After that of Saint Germer-de-Fly, perhaps the next important chevet is that of Saint Martin-des-Champs at Paris [(Fig. 65)], which dates from about 1140-1150 and may possibly be the earliest of what will be termed broken-ribbed chevets. On the exterior, this apse closely resembles Saint Germer with no flying-buttresses and only very light exterior buttress-shafts. In the interior, however, there is a marked difference between the two, for the apse of Saint Martin-des-Champs is so constructed as to include not merely the bays actually on the curve, but one rectangular bay of the choir as well. The builders thus set themselves the problem of constructing a chevet vault with seven cells, over a space greater than a semicircle.
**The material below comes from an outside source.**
PR #1771, opened 2026-06-23
Add AccessControl base for role-based authorization

Jim8y:
## Summary

The framework only shipped single-owner `Ownable`, so every contract that needs more than one privileged account (a minter, a pauser, a fee setter) hand-rolls its own unaudited authorization. This adds **`AccessControl`**, the OpenZeppelin `AccessControl` analog adapted to Neo's static-method model — the single most-used safety primitive in the OZ library.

If they had made all the radiants of such a vault meet at the crown of the transverse arch, there would have been a great disparity in the length of the ribs and a very awkward shape to the separate vault cells. To avoid this, and to do away with the pressure of the radiants at the crown of the apsidal arch, the builders moved the keystone of the radiating ribs back from this crown to a point where all of them become nearly equal in length. And since the bay with parallel sides was of practically the same size as four[368] of those making up the apse proper, the keystone fell very nearly on the transverse line between the two piers marking the eastern end of this bay ([Plate II-c.]). In none of the chevets of this type did it fall directly at the center of such a line, however, and it is this fact that differentiates the chevet vaults of broken-ribbed character from the slightly later and more developed buttressing-ribbed type. A vault like that at Saint Martin-des-Champs, marks an advance over that at Saint Germer in that the two western ribs furnish admirable abutment for the keystone of the vault, and the added choir bay gives a more spacious appearance to this portion of the church.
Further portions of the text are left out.